_Exercise instructions:_
Within the listing below, tally the lines where the word "believe" appears, and answer with nothing but the tally.

_Material for this task:_
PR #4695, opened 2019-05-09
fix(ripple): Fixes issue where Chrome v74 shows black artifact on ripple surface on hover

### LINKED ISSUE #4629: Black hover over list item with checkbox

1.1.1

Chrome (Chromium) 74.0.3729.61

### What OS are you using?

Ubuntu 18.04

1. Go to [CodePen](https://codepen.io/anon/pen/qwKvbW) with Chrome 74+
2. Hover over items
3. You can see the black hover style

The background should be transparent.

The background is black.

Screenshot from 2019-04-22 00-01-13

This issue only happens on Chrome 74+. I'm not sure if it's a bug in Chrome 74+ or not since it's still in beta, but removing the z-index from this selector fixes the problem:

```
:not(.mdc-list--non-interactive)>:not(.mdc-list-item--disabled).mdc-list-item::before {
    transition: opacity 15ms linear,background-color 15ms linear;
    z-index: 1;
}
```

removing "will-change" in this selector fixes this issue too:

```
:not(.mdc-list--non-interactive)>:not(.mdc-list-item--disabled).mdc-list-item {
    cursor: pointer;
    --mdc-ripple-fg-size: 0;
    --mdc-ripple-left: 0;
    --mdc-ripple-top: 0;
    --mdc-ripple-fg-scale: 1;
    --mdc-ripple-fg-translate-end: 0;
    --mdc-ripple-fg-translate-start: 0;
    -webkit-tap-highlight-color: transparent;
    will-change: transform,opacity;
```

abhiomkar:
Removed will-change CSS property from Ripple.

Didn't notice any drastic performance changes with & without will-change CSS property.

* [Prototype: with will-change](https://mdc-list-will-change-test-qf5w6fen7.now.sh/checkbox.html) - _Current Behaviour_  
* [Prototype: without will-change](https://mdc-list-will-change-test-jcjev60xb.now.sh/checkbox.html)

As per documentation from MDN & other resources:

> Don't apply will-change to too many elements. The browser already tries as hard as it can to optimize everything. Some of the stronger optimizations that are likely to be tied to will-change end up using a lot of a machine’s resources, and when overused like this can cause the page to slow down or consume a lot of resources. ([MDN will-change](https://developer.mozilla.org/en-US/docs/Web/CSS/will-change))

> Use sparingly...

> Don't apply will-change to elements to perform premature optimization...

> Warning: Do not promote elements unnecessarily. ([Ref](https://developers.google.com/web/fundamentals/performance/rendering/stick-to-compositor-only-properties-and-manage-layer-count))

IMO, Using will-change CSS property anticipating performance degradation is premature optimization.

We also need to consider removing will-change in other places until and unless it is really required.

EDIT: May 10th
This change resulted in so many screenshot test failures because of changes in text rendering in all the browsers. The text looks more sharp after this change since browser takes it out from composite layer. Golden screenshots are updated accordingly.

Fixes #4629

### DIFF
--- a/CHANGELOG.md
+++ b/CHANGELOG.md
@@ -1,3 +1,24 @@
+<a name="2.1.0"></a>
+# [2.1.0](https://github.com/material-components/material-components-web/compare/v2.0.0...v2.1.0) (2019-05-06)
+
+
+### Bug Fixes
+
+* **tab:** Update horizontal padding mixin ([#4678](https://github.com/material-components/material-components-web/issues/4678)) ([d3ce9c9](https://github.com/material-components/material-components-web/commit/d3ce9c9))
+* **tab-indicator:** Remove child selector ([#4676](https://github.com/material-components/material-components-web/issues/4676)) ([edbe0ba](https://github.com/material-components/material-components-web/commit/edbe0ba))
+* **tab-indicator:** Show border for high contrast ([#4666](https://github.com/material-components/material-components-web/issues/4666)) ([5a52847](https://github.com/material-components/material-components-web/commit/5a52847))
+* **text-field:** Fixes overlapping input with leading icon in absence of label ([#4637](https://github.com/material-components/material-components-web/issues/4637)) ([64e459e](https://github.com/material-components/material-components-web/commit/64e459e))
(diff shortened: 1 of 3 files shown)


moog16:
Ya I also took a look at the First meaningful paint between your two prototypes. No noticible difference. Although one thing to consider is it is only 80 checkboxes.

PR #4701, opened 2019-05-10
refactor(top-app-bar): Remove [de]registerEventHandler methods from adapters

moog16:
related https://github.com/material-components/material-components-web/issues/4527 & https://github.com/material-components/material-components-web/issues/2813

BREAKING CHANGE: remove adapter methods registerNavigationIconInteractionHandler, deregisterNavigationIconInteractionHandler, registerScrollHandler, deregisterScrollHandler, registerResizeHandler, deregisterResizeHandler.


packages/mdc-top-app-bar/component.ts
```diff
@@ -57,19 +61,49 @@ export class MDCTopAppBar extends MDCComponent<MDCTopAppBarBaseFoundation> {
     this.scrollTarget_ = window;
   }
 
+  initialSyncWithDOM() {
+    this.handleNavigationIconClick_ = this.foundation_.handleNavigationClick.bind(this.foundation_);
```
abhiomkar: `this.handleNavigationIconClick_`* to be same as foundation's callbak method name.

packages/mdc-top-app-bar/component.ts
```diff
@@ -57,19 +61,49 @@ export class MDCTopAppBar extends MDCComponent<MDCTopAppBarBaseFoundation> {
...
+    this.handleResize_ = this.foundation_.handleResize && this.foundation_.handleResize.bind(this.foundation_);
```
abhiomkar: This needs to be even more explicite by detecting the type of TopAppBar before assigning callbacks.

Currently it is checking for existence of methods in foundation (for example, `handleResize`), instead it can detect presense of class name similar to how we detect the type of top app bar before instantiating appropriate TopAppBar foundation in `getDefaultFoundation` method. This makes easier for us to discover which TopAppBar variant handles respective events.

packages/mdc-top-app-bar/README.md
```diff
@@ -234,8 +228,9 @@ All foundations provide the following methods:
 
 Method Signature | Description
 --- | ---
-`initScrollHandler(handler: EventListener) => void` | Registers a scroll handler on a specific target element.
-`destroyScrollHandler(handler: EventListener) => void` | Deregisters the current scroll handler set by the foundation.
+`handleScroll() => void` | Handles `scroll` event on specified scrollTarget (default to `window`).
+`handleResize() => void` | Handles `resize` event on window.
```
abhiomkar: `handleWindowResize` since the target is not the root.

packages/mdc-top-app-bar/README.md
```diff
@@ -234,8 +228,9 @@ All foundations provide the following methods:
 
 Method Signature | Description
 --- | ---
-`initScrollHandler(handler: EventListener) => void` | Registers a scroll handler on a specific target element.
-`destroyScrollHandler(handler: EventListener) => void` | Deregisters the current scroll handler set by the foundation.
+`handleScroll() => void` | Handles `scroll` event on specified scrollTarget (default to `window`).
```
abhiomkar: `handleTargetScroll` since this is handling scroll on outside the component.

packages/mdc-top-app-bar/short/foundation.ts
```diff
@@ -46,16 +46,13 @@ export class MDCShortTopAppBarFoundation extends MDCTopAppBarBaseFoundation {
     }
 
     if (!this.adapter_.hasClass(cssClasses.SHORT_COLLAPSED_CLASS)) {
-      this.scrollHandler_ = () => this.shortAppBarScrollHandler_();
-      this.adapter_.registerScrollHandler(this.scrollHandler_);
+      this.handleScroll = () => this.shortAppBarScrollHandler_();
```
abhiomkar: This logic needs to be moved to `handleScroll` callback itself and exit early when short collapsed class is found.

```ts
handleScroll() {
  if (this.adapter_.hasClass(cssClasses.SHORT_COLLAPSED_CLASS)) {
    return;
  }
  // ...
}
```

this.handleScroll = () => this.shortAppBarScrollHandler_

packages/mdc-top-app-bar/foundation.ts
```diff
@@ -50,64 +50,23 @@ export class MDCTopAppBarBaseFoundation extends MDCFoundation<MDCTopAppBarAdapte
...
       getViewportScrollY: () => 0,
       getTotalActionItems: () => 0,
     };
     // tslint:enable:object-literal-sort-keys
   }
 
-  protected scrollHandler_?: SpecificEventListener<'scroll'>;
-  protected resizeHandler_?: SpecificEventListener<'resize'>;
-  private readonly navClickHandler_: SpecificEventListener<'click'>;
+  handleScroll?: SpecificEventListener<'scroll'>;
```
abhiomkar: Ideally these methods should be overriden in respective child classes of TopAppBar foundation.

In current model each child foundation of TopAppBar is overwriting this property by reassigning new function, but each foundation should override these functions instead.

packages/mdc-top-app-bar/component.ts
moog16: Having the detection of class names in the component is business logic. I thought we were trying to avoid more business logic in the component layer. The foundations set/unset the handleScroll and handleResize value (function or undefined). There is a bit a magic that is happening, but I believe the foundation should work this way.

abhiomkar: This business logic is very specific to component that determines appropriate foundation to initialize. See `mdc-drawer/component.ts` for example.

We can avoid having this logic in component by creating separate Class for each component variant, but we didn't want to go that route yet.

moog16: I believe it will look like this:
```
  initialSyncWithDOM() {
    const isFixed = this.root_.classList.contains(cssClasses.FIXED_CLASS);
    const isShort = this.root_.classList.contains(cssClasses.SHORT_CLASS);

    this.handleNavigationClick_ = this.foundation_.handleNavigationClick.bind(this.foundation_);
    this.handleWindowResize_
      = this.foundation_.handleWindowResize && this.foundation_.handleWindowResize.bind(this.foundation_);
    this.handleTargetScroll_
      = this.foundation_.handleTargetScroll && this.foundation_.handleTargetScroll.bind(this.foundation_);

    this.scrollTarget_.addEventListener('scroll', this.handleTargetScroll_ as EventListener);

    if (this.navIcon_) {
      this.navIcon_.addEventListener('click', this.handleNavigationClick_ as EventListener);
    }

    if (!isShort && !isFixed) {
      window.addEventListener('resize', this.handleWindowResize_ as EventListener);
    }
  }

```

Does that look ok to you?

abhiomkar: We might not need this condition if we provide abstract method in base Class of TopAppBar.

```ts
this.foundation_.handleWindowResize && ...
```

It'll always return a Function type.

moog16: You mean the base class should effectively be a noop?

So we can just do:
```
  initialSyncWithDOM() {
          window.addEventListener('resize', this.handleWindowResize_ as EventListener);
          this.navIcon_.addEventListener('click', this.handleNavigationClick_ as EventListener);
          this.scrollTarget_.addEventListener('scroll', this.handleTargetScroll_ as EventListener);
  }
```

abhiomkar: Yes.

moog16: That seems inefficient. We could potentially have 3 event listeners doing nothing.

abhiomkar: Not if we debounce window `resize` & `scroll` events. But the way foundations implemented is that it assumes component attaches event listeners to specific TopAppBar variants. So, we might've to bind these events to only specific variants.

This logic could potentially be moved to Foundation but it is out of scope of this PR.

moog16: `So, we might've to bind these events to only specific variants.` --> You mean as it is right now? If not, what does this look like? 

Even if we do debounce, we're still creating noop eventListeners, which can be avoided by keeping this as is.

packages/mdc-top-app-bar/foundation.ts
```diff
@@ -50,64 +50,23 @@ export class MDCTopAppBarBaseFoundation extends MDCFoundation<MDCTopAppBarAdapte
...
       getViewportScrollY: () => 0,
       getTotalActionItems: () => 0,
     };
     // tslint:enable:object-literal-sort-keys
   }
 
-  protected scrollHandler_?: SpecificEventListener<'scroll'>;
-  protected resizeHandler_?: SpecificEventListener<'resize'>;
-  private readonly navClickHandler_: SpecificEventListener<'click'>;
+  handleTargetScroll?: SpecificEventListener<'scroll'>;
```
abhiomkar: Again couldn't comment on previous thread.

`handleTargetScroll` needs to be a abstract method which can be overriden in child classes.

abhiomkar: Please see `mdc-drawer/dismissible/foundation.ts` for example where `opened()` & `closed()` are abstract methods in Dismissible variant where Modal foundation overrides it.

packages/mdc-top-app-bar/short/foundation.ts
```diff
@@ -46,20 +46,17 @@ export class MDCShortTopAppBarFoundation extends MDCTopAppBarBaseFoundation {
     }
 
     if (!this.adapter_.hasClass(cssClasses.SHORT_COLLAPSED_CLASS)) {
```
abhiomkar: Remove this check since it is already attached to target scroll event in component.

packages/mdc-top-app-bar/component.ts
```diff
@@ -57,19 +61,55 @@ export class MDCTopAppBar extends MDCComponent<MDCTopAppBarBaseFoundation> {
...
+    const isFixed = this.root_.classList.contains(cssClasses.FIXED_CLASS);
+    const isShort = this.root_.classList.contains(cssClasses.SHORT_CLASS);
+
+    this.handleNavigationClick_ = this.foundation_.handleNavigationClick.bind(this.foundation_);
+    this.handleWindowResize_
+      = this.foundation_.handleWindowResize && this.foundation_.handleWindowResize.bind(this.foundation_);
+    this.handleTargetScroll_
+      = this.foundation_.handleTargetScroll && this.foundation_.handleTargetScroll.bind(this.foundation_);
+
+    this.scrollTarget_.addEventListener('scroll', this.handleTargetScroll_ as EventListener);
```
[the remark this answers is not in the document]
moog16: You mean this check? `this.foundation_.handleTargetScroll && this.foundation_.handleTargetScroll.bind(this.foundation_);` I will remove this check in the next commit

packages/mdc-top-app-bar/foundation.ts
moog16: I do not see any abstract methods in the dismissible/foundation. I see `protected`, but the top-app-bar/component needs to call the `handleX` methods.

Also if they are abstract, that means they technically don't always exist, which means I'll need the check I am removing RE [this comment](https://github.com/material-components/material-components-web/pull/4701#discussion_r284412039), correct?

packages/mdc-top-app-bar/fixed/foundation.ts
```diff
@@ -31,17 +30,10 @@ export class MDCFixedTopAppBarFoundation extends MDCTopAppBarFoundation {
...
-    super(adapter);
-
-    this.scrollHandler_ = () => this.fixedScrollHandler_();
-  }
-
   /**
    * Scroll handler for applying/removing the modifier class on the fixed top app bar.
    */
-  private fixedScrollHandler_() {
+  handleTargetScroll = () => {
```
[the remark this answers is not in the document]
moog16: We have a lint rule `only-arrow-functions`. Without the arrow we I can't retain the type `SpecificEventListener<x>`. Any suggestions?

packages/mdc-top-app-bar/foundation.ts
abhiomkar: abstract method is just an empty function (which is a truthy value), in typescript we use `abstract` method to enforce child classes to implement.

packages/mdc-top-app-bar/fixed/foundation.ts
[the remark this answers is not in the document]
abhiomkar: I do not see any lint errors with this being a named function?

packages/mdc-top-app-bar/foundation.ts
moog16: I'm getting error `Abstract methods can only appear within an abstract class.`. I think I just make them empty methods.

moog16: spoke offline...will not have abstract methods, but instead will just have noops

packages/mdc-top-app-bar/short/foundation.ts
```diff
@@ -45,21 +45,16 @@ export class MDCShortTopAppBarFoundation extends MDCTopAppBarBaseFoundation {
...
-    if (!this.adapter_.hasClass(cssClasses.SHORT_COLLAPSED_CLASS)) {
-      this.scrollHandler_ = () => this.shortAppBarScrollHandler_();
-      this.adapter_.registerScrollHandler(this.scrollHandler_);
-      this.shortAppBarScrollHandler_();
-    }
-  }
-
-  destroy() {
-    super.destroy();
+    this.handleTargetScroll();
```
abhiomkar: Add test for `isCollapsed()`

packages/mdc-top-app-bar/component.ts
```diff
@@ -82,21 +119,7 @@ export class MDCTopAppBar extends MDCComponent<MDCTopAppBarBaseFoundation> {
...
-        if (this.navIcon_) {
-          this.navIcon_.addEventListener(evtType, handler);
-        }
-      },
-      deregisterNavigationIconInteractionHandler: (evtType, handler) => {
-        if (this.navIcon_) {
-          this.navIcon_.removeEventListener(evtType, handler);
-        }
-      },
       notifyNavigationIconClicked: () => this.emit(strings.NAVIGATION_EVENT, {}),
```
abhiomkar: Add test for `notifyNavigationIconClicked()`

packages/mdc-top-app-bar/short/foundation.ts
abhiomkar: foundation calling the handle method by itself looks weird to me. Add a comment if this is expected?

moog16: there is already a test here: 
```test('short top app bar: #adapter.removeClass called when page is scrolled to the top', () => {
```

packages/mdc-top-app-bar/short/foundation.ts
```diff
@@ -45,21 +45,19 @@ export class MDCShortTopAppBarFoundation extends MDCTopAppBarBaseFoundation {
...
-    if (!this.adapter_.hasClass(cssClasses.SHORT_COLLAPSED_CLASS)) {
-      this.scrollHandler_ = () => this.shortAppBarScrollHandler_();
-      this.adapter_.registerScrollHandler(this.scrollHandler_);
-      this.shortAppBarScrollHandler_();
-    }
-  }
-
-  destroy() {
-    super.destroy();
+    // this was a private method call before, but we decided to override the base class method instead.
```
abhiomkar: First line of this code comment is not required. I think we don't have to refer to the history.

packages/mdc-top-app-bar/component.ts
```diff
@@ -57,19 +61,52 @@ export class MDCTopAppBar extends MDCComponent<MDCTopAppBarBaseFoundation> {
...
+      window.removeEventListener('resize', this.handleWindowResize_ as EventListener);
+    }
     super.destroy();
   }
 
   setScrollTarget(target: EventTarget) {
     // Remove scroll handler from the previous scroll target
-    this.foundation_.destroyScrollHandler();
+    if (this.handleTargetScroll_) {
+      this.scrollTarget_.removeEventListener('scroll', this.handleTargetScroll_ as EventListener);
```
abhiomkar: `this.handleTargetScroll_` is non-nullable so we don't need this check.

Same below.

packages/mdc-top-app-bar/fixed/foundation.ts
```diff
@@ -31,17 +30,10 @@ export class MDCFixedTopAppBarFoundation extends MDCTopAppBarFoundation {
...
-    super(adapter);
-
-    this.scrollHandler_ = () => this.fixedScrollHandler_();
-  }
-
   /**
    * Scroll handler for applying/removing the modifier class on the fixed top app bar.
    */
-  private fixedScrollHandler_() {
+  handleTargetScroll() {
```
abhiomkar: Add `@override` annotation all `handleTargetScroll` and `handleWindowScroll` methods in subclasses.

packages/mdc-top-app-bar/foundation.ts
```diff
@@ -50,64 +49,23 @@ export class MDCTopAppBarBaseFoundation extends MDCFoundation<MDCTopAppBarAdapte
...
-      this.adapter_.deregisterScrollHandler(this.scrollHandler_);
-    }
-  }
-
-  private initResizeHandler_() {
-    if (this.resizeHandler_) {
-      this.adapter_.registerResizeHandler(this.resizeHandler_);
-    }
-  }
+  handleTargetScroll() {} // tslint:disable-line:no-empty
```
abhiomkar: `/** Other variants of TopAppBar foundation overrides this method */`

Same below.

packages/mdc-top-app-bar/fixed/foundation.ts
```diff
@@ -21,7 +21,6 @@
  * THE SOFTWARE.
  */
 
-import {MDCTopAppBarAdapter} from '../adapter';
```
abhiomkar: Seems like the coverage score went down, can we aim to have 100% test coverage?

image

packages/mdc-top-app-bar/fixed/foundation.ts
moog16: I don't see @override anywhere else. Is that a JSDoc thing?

_Solution to this task:_
2